Practice Book § 4009 provides twenty days in which to file an appeal after the rendition of judgment. Practice Book § 4046 provides in pertinent part: “In all actions, except where otherwise provided by statute or other law, proceedings to enforce or carry out the judgment shall be automatically stayed until the time to take an appeal has expired; if an appeal is filed, such proceedings shall be stayed until the final determination of the cause; and, if the case goes to judgment on appeal, until ten days after the decision is announced . . . .”
It may be argued that a proceeding contemplated by § 4046 is the foreclosure of the judgment lien, not the filing of the judgment lien. Common sense and simplic*526ity of procedure, however, should prevail and the time for filing of a judgment lien after a judgment is rendered should be part of what is stayed under Practice Book § 4046.
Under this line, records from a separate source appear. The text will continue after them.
PR #378, opened 2024-01-27
Warn if a type parameter shadows a non-parameter

### LINKED ISSUE #368: Add warning when shadowing types
Have a warning when using a name as a type parameter which is already in scope (as a type).

## More detailed
More than once we and others stumbled into programs like:
```
effect Foo[A](x: A): A
//...
def bar(): Int = 
try {
  //...
} with Foo[Int] { 
  (x: Int) => 12
}
```
Which errors out with something like:
```
Expected Int but got Int.
```
which is hard to understand (and due to `Int` being bound at `with Foo[Int]`, shadowing `Int`).

We should output a warning here.

b-studios:
This tries to fix #368 by emitting a warning in case a type parameter shadows an outer type, which is _not_ a type parameter (since this sometimes is desired and could lead to too many false negatives).

An example can be seen here:

https://github.com/effekt-lang/effekt/blob/2c43c68d1e45f60573515bb21005d9251c47bb3c/examples/neg/namer/shadowing-types.effekt#L1-L17

### DIFF
--- a/effekt/shared/src/main/scala/effekt/Namer.scala
+++ b/effekt/shared/src/main/scala/effekt/Namer.scala
@@ -293,7 +293,7 @@ object Namer extends Phase[Parsed, NameResolved] {
     case source.InterfaceDef(id, tparams, operations, isEffect) =>
       val effectSym = Context.resolveType(id).asControlEffect
       effectSym.operations = operations.map {
-        case source.Operation(id, tparams, params, ret) =>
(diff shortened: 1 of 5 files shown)


b-studios:
TBH while going through this code I was tempted to refactor `Scope` to be an `enum`. This code is older than Scala 3 and writing it in a functional style might be clearer.

PR #379, opened 2024-01-28
Fix #354 by not exporting extern resources

### LINKED ISSUE #354: Online evaluator crashes on extern resources
When I go to https://effekt-lang.org/quickstart.html and enter the following program

```
interface Greet { }

extern resource my_resource : Greet

def helloWorld() = ""
```

and in the REPL field I enter

```
helloWorld()
```

then the output is

```
ReferenceError: my_resource_1396 is not defined
```

instead of the result.

b-studios:
The problem underlying the error 

> ReferenceError: my_resource_1396 is not defined

observed by @phischu in #354 was that extern resources have been "exported" in the separate-compilation-based Javascript backends. That is, JS code like

```javascript
module.export = {
  // ...
  my_resource_1396: my_resource_1396
}
```
was generated, but extern resources don't have a term-level representation so the right-hand side of `my_resource_1396` was unbound.

#### Solution Attempt

First attempt to solve #354 the problem was
```diff
  def shouldExport(sym: Symbol)(using D: DeclarationContext): Boolean = sym match {
    // do not export fields, since they are no defined functions
    case fld if D.findField(fld).isDefined => false
    // do not export effect operations, since they are translated to field selection as well.
    case op if D.findProperty(op).isDefined => false
+   // do not export extern resources, since they do not exist on the term-level
+   case r: symbols.ExternResource => false
    // all others are fine
    case _ => true
  }
```
However, after `core` we should not match on symbols anymore; so this is not a good solution, since it is not stable under renaming.

In particular, we currently do not include extern resources in the core representation:
https://github.com/effekt-lang/effekt/blob/3aa78e8795b8adb1d347827a3f2b004c2b783be2/effekt/shared/src/main/scala/effekt/core/Transformer.scala#L111-L112

Same holds for `ExternType`, `ExternResource`, `ExternInterface`

#### Chosen Solution

Instead, now I do not use `module.exports` on the symbol, anymore. We should try to avoid this after going to `core`, anyways.

This also helped simplifying the separate compilation aspect of JS a bit (3c26361) since now we do not need to filter twice. I am a little bit afraid that this might introduce a regression, but checked that the tests actually caught this before performing the refactoring.

### DIFF
--- a/effekt/js/src/test/scala/effekt/WebTests.scala
+++ b/effekt/js/src/test/scala/effekt/WebTests.scala
@@ -37,9 +37,13 @@ object WebTests extends TestSuite {
         mod.module
       }
 
-    def evaluate[A](imports: List[String], content: String) = {
-      server.writeFile("interactive.effekt", imports.map(i => s"import $i").mkString("\n") + s"\n\ndef main() = ${content}")
+    def evaluate[A](imports: List[String], content: String) =
+      run[A](imports, s"\n\ndef main() = { ${content} }\n")
+
+    def run[A](imports: List[String], content: String) = {
+      server.writeFile("interactive.effekt", imports.map(i => s"import $i").mkString("\n") + s"\n\n${content}")
       val mainFile = server.compileFile("interactive.effekt")
+
       load(mainFile.replace("out/", "")).main().run().asInstanceOf[A]
     }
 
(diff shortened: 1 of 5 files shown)


b-studios:
Now I do not use `module.exports` on the symbol, anymore. We should try to avoid this after going to `core`, anyways.

It also helped simplifying the separate compilation aspect of JS a bit since now we do not need to filter twice. I am a little bit afraid that this might introduce a regression, but checked that the tests actually caught this before performing the refactoring.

I would sustain the judgment of the trial court and find that once a judgment of money damages is reversed on appeal and a new judgment is rendered and sustained on appeal, the plaintiff has four months from the sustaining of the second judgment on appeal to file a judgment hen pursuant to General Statutes § 52-328 (b),1 and that such a judgment lien would relate back to the attachment filed at the commencement of the action.
I respectfully dissent.

 General Statutes § 52-328 (b) provides: “No real estate that has been attached may be held subject to the attachment to respond to the judgment obtained in the suit, either against the debtor or any other creditor, unless the judgment creditor places a judgment lien on the real estate within four months after a final judgment.”